Resumindo para encerrar: o sistema atual têm falhas intrínsecas e insanáveis, e se algo aconteceu nesta ou em qualquer outra eleição, nunca saberemos.
Marcelo, supondo uma eleição com cédula, por ex. seria emitida uma fotocópia da mesma para o eleitor levar. Seria viável reunir todas essas cópias para uma “recontagem”?
E quem garantiria que uma cópia apresentada posteriormente seria legítima?
O importante da eleição em papel é que tudo é feito às claras, na frente de uma porção de gente, ao contrário de confiar em um computador que não se sabe o que está fazendo.
Já vi uma “auditoria” de urna: o primeiro procedimento é avisar a urna que ela será auditada. Ela é programada para funcionar apenas no horário da votação, podendo passar do horário caso necessário, mas nunca começar a votação antes do previsto, então pra se auditar fora do horário oficial é necessário alterar o horário da urna, o que dá tempo para ela se “preparar” para a auditoria.
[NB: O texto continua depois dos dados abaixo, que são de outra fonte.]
PR #5727, opened 2018-09-18
binary releases of cleos and keosd

larryk85:
Please note this will generate a dmg with cleos and keosd on Mac OSX, and a full install for DEB and RPM packages.  Without changing all of the install cmake commands to disable during installation when using CPack generation, the work around is that it installs cleos and keosd to what CPack uses for it's default bin path (/usr/bin for both it seems) and everything else to /usr/local/eosio like normal.  This at least doesn't expose the other binaries unless someone adds /usr/local/eosio to their path.  sudo apt install <deb name> and sudo apt remove eos.io work cleanly.  And yum installs and uninstalls cleanly too.


debian/postinst
```diff
@@ -36,6 +36,10 @@ case "$1" in
       adduser --no-create-home --group --system ${USER}
     fi
     set -e
+    touch /var/log/${PACKAGE}
```
jgiszczak: All references to `/var/log`, `/var/lib`, and `/etc` should be eliminated.  None of those directories are used by the software by default or explicitly by the documentation.  Instead, that information is all kept in `~/.local/share/eosio`.  The old packages needed to install a `genesis.json` file, which is also no longer required.

With the elimination of installation to both `/var` and `/etc`, it's likely that usage of `CMAKE_INSTALL_FULL_*` is no longer required for any component.

spoonincode: Not sure I follow what you expect.
```
message(WARNING ${CMAKE_INSTALL_FULL_BINDIR})
message(WARNING ${CMAKE_INSTALL_BINDIR})
```

This gives
```
CMake Warning at CMakeLists.txt:12 (message):
  /usr/local/bin
CMake Warning at CMakeLists.txt:13 (message):
  bin
```

larryk85:
Superseded by #6003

Sem falar do procedimento de escolha das urnas que serão auditadas e da quantidade. Em mais de duzentas mil urnas, testar dez ou vinte não significa muita coisa.
Enfim, o problema básico é que o TSE exige que todo mundo acredite nele, e não é assim que deve funcionar um governo supostamente democrático.
Caro Marcelo,
SIMPLESMENTE PERFEITO!
É muito bom poder contar com os teus esclarecimentos.
Grato, Adônis.
“Tenho ouvido falar em gente que quer “inspecionar o código-fonte” das urnas. Espero do fundo do coração que seja apenas uma bravata política para aparecer na imprensa, porque acreditar nesse tipo de inspeção faz tanto sentido quanto pedir para um atleta que colha uma amostra de urina quando estiver sozinho em casa e mande pelo correio para o exame anti-doping. Para não deixar dúvida, deixo de lado as metáforas e repito: não há como saber se o software que foi instalado em cada uma das urnas corresponde a um código-fonte qualquer. Querer “auditar” isso seria uma enorme demonstração de incompetência e desconhecimento técnico.”
Excelente, Marcelo!
Eliminou os grilhos da minha cuca. Reforçou-me mais ainda a tese de que a votação em papal ainda continua mais segura, seguríssima!
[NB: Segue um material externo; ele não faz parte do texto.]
Issue #5674, opened 2018-09-14
Improve Integration Test Diagnostics


brianjohnson5972:
There is a fairly consistent error where a transaction cannot be retrieved from a node.  Adding diagnostics to retrieve blocks and print out to better understand what is happening.

PR #5752, opened 2018-09-19
Report Transaction Information in Integration Tests

brianjohnson5972:
#5674 
Added reporting transaction information when a transaction is created in the integration tests.


brianjohnson5972:
Had wrong commit branch

PR #5754, opened 2018-09-19
Make wabt the default wasm runtime

spoonincode:
As mentioned in the 1.3 release notes, wabt will be the default wasm runtime in 1.4+


wanderingbort:
@dskvr @sergmetelin this will be something we want to make sure we communicate very well in the next release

As urnas eletrônicas fazem parte de uma teoria interessante porque é rápida a votação, mas não nos asseguram o direito à certeza da verdade depositada por nos naquele microonda!
Falar em urnas, caro Marcelo, quando teremos o prazer de ler seu artigo sobre A Guerra da Secessão?
Forte abraço e saúde a todos da família.
Estou pensando em falar no assunto (mas não na guerra, especificamente) na semana que vem, Cícero. Mas não é uma promessa, inclusive porque meu computador anda me deixando na mão. Ontem troquei o HD, consegui copiar tudo do HD antigo. Espero que agora tudo funcione bem.
Marcelo,
Fale sobre a “Guerra de Secessão Brasileira” que se avizinha.